__Prompt__. Filter the material below so that only lines containing "const" remain.

__Data listing__.
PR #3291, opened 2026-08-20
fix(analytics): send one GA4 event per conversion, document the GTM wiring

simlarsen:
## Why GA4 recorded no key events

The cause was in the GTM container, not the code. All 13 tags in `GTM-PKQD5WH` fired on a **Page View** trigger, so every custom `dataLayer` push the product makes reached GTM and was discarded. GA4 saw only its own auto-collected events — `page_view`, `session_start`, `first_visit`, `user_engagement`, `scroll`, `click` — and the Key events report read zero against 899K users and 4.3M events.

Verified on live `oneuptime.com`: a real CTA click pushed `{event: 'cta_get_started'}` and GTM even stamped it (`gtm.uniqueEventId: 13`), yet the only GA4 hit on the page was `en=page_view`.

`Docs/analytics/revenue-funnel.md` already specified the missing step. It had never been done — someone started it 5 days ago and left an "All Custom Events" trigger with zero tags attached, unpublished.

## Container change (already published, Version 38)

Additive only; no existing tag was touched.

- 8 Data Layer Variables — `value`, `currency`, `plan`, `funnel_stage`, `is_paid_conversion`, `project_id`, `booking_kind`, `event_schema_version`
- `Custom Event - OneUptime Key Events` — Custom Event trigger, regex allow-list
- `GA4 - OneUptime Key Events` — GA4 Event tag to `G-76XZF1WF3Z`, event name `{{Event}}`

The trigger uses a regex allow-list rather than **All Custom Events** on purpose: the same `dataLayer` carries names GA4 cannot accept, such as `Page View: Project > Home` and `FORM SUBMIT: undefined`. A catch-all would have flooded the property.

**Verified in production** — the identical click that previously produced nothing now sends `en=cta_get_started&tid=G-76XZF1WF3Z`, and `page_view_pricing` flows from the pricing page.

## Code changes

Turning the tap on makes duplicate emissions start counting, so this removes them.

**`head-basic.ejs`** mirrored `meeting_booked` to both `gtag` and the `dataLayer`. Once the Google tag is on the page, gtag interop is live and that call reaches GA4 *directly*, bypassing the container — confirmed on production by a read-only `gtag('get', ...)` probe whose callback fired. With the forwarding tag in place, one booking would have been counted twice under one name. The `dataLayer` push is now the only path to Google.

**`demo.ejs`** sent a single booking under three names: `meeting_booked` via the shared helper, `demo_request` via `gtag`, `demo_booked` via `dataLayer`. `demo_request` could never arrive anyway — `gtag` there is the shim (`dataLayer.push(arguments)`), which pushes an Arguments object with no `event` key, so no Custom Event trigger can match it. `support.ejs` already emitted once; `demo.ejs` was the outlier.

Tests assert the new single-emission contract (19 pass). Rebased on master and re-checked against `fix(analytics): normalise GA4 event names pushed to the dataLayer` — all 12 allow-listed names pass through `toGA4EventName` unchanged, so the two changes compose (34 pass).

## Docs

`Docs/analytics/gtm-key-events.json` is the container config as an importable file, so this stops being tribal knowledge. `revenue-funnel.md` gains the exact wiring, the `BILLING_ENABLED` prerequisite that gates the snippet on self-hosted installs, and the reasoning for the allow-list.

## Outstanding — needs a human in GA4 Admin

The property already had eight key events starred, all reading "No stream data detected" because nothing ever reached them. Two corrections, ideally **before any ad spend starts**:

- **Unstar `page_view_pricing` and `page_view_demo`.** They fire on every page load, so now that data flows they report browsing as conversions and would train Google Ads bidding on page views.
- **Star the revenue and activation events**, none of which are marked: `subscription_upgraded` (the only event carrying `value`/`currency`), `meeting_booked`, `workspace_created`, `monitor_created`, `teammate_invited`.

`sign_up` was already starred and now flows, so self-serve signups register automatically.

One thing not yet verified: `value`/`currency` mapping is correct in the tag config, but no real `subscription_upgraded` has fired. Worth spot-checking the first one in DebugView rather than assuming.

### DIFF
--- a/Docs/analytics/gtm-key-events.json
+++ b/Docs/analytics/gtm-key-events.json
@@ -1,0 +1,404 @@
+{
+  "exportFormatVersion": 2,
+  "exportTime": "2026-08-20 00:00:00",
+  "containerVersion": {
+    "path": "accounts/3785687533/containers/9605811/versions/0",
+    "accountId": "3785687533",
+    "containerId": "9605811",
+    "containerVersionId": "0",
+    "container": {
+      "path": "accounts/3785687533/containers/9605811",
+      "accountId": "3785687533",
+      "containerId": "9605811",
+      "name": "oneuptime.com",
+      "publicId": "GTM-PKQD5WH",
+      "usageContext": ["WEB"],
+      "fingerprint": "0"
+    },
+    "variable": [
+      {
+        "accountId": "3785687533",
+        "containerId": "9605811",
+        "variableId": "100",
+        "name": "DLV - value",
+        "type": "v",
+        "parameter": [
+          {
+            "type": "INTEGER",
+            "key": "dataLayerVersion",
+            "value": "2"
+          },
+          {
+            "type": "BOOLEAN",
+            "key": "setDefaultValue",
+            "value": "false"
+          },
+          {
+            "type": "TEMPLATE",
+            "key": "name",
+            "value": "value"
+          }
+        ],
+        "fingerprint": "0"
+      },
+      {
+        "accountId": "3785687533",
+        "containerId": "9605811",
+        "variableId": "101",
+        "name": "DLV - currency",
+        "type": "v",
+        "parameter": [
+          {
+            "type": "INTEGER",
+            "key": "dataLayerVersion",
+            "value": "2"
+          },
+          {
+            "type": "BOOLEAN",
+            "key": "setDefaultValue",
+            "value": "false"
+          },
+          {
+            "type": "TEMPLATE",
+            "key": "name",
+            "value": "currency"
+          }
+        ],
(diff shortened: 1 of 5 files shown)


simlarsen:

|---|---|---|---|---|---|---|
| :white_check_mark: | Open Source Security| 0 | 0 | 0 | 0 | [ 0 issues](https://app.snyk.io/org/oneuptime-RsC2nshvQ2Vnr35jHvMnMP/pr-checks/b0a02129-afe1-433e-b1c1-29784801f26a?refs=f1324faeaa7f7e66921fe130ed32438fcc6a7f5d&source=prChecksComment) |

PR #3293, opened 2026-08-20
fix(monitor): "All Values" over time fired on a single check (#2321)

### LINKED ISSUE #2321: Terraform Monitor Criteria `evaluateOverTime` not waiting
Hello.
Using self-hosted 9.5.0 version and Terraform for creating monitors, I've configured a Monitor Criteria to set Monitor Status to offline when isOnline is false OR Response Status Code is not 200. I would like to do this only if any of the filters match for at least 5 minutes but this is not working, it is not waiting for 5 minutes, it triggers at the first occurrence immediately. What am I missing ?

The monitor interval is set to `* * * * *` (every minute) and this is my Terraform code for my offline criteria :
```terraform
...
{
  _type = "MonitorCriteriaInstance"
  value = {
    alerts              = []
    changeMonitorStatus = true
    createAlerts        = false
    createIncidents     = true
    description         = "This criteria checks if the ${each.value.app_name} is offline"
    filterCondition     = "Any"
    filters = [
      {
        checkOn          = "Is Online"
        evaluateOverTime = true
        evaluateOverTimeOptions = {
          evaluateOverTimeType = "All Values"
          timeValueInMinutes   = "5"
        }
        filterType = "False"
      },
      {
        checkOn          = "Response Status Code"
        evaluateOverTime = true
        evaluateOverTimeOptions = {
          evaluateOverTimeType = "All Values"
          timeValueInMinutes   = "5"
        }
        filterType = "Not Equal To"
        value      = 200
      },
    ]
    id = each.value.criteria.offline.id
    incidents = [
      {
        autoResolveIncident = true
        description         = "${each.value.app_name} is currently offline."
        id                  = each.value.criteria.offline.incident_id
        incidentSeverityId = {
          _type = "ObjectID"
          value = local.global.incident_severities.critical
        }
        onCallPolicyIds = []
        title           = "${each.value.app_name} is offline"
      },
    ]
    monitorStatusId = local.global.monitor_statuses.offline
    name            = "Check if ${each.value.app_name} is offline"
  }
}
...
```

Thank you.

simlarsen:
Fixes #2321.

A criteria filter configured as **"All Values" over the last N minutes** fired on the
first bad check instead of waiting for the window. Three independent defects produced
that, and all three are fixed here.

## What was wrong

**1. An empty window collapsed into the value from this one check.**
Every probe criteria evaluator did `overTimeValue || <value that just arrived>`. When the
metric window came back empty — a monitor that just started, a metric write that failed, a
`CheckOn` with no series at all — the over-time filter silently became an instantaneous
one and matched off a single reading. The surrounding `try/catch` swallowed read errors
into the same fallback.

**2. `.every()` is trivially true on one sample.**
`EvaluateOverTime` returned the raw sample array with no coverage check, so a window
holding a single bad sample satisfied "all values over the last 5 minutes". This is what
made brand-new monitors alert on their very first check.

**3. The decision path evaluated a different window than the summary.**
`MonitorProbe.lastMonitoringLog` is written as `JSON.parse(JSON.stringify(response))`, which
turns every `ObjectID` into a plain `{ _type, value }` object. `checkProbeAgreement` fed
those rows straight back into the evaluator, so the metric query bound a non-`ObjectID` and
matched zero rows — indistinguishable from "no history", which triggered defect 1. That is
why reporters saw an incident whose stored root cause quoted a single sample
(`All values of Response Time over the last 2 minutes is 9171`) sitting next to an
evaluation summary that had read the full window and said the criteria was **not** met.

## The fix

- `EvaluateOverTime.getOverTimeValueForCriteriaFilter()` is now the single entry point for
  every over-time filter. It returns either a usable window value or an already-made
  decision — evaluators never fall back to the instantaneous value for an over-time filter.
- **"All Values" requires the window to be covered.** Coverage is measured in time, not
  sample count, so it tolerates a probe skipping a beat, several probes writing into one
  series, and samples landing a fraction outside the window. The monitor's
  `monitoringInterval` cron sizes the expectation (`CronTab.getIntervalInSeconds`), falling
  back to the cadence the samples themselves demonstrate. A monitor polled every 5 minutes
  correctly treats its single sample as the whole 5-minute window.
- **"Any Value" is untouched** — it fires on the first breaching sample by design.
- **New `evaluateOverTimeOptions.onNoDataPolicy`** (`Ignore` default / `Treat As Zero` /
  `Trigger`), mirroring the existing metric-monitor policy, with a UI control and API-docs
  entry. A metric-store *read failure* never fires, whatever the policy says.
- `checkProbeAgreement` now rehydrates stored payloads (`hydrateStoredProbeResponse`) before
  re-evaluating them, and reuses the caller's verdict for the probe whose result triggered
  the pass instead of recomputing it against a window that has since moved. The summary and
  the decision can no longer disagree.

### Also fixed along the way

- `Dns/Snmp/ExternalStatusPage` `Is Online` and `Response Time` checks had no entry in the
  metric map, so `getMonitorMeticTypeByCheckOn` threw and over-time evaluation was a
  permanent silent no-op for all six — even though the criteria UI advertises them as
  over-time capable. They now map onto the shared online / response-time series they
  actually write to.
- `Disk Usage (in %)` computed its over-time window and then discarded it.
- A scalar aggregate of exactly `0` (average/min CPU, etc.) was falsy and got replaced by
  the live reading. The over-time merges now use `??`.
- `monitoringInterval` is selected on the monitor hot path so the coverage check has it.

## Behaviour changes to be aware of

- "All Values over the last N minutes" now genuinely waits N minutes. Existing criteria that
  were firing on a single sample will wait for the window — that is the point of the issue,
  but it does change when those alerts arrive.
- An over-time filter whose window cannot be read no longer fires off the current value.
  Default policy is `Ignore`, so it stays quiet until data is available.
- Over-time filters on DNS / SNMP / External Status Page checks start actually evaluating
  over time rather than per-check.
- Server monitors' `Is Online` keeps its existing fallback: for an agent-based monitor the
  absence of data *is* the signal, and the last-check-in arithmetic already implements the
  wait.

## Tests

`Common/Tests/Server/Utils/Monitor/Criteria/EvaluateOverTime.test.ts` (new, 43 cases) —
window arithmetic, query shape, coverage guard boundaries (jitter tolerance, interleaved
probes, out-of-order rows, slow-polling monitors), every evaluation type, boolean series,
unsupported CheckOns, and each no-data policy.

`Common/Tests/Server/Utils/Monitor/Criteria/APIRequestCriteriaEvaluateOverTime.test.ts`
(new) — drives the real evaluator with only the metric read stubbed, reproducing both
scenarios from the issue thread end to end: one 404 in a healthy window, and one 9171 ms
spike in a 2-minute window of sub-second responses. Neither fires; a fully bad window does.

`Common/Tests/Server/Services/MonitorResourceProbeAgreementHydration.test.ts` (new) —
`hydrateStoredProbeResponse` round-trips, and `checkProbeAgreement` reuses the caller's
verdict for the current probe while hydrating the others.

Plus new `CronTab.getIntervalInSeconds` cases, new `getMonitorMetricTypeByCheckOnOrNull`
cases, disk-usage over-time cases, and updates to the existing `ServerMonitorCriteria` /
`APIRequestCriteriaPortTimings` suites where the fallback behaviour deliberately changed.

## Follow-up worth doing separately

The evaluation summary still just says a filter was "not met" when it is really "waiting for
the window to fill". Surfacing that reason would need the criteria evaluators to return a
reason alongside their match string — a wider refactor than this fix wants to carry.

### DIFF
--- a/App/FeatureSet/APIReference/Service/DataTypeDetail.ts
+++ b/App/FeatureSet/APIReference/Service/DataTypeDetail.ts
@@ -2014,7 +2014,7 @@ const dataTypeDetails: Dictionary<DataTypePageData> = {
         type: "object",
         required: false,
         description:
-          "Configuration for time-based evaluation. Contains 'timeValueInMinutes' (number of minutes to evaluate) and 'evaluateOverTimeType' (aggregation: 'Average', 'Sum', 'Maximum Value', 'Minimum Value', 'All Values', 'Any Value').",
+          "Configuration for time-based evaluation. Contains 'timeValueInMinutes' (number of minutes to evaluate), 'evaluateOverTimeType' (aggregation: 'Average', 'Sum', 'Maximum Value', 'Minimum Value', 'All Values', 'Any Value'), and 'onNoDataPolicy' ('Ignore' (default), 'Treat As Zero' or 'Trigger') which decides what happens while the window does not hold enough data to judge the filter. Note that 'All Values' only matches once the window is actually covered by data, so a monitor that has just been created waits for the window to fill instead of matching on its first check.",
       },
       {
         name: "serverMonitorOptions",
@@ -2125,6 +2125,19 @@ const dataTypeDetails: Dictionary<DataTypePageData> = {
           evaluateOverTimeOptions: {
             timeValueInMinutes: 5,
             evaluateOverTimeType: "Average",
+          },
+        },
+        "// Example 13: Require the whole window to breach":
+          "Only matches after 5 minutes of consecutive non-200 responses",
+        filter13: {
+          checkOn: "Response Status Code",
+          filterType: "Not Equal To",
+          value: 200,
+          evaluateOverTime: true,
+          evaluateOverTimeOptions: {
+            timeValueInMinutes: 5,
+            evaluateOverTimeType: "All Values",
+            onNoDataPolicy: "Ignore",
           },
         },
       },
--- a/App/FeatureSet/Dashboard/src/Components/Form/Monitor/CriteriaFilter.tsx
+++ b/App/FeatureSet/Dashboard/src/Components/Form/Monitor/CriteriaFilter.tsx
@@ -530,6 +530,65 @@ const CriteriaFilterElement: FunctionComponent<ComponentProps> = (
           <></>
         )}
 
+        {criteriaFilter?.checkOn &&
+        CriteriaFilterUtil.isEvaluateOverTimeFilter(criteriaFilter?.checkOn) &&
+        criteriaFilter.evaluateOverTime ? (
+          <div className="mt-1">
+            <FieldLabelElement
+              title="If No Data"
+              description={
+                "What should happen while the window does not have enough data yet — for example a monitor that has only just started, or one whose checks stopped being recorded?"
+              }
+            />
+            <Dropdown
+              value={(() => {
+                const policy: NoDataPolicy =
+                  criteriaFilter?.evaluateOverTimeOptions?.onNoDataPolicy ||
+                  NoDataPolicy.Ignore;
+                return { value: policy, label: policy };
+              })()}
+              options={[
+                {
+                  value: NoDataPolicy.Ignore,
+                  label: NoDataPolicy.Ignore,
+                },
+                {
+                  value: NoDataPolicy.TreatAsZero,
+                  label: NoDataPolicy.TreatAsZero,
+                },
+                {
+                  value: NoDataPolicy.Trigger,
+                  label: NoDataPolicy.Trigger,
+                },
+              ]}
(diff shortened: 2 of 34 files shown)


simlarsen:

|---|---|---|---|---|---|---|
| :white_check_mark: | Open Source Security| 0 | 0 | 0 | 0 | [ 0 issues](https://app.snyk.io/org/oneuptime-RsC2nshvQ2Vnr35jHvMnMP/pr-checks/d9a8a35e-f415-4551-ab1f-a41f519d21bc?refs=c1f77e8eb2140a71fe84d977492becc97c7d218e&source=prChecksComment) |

__Exercise solution__.
@@ -2014,7 +2014,7 @@ const dataTypeDetails: Dictionary<DataTypePageData> = {
@@ -2125,6 +2125,19 @@ const dataTypeDetails: Dictionary<DataTypePageData> = {
@@ -530,6 +530,65 @@ const CriteriaFilterElement: FunctionComponent<ComponentProps> = (
+                const policy: NoDataPolicy =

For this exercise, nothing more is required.